More important, the American labor market turned out to be much stronger than economists had realized, and the American consumer far more irrepressible, thanks to the policy response to the coronavirus pandemic. When COVID hit, the federal government spent trillions on small-business support and cash payments to families, meaning that low-income households did not reduce their spending despite the jobless rate reaching nearly 15 percent. Indeed, they actually increased their spending. What’s more, the strong policy response had the (honestly, a bit weird) effect of boosting private-sector wages: Workers dislocated from their jobs scored significant raises when they went back to work. At the same time, because of widespread labor shortages, businesses have proved loath to let workers go.
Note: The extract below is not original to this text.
Issue #5377, opened 2023-06-29
DADA2 creates faulty output with `fastqsanger` input


neoformit:
A user reported an issue with `dada2_filterAndTrim` - this is another case where the tool infers output datatype based on the input and this now seems to fail (could it be a 23.0 bug?).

Of course, these dynamics are part of the reason so many economists expect a recession. The economy is so good that the Federal Reserve is trying to put a damper on it, to avoid high rates of inflation triggering a more chaotic and worse recession in the future. That might mean a slowdown sooner rather than later: Consumers have started to run down the cash cushion they built up during the early phase of the pandemic. Wage growth is stagnating. Inflation remains stubbornly high, despite the Fed’s rate hikes, meaning the central bank is likely to make borrowing yet more expensive. “With a bit of luck and reasonably good policy making by the Fed, the economy should be able to skirt recession,” Zandi told me. “The widespread pessimism has served the purposes of the Fed, since it has weighed on consumer spending and business investment, which are critical to cooling off the economy and getting inflation back in its bottle.”

Or it might turn out that forecasts of a recession were not entirely wrong—just early.